### [WHAT YOU NEED TO DO]
If a line in the entries below includes "qinqon", pick it out and copy it.
******************************
PR #256, opened 2019-11-12
add configuration code to policy controller

phoracek:
Run `nmstatectl set` directly from the NNCP controller. Tests will be adjusted
in follow-up PR since the scale is just too big to easily review in a single PR.

### DIFF
--- a/pkg/controller/nodenetworkconfigurationpolicy/nodenetworkconfigurationpolicy_controller.go
+++ b/pkg/controller/nodenetworkconfigurationpolicy/nodenetworkconfigurationpolicy_controller.go
@@ -9,6 +9,7 @@ import (
 	"k8s.io/apimachinery/pkg/api/errors"
 	"k8s.io/apimachinery/pkg/runtime"
 	"k8s.io/apimachinery/pkg/types"
+	"k8s.io/client-go/util/retry"
 	"sigs.k8s.io/controller-runtime/pkg/client"
 	"sigs.k8s.io/controller-runtime/pkg/controller"
 	"sigs.k8s.io/controller-runtime/pkg/event"
@@ -20,6 +21,7 @@ import (
 	"sigs.k8s.io/controller-runtime/pkg/source"
 
 	nmstatev1alpha1 "github.com/nmstate/kubernetes-nmstate/pkg/apis/nmstate/v1alpha1"
+	nmstate "github.com/nmstate/kubernetes-nmstate/pkg/helper"
 )
 
 var (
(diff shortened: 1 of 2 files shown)


pkg/controller/nodenetworkconfigurationpolicy/nodenetworkconfigurationpolicy_controller.go
```diff
@@ -73,13 +75,19 @@ func forThisNodePredicate(cl client.Client) predicate.Funcs {
...
 		DeleteFunc: func(deleteEvent event.DeleteEvent) bool {
-			return nodeSelectorMatchesThisNode(cl, deleteEvent.Object)
+			return false
 		},
 		UpdateFunc: func(updateEvent event.UpdateEvent) bool {
-			return nodeSelectorMatchesThisNode(cl, updateEvent.ObjectNew)
-		},
-		GenericFunc: func(genericEvent event.GenericEvent) bool {
-			return nodeSelectorMatchesThisNode(cl, genericEvent.Object)
+			if !nodeSelectorMatchesThisNode(cl, updateEvent.ObjectNew) {
```
qinqon: We are missing a lot of stuff from https://github.com/nmstate/kubernetes-nmstate/blob/master/pkg/controller/nodenetworkstateconfiguration/nodenetworkstateconfiguration_controller.go#L70-L94

pkg/controller/nodenetworkconfigurationpolicy/nodenetworkconfigurationpolicy_controller.go
```diff
@@ -135,27 +143,91 @@ func (r *ReconcileNodeNetworkConfigurationPolicy) Reconcile(request reconcile.Re
...
-	nodeNetworkStateKey := types.NamespacedName{Name: nodeName}
-	err = r.client.Get(context.TODO(), nodeNetworkStateKey, nodeNetworkState)
+	nmstateOutput, err := nmstate.ApplyDesiredState(instance.Spec.DesiredState)
 	if err != nil {
-		if errors.IsNotFound(err) {
-			reqLogger.Info(fmt.Sprintf("the NodeNetworkState for %s is not there yet, let's requeue", nodeName))
-			// If there is no NodeNetworkState let's requeue could be that
-			// we are in the middle of the creation
-			return reconcile.Result{Requeue: true}, nil
+		errmsg := fmt.Errorf("error reconciling nodenetworkstate at desired state apply: %s, %v", nmstateOutput, err)
```
qinqon: s/nodenetworkstate/nodenetworkconfigurationpolicy/

pkg/controller/nodenetworkconfigurationpolicy/nodenetworkconfigurationpolicy_controller.go
phoracek: The reason is that with the new design we reapply re-reconcile the configuration periodically, the check whether we need to Update or not should haven via the dry-run we discussed. We need to compare the desired configuration with the state of host, not with the previous desired configuration.

pkg/controller/nodenetworkconfigurationpolicy/nodenetworkconfigurationpolicy_controller.go
phoracek: Fixed

pkg/controller/nodenetworkconfigurationpolicy/nodenetworkconfigurationpolicy_controller.go
qinqon: Ahh that's right, ok.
******************************
### [RESULT OF THE EXERCISE]
qinqon: We are missing a lot of stuff from https://github.com/nmstate/kubernetes-nmstate/blob/master/pkg/controller/nodenetworkstateconfiguration/nodenetworkstateconfiguration_controller.go#L70-L94
qinqon: s/nodenetworkstate/nodenetworkconfigurationpolicy/
qinqon: Ahh that's right, ok.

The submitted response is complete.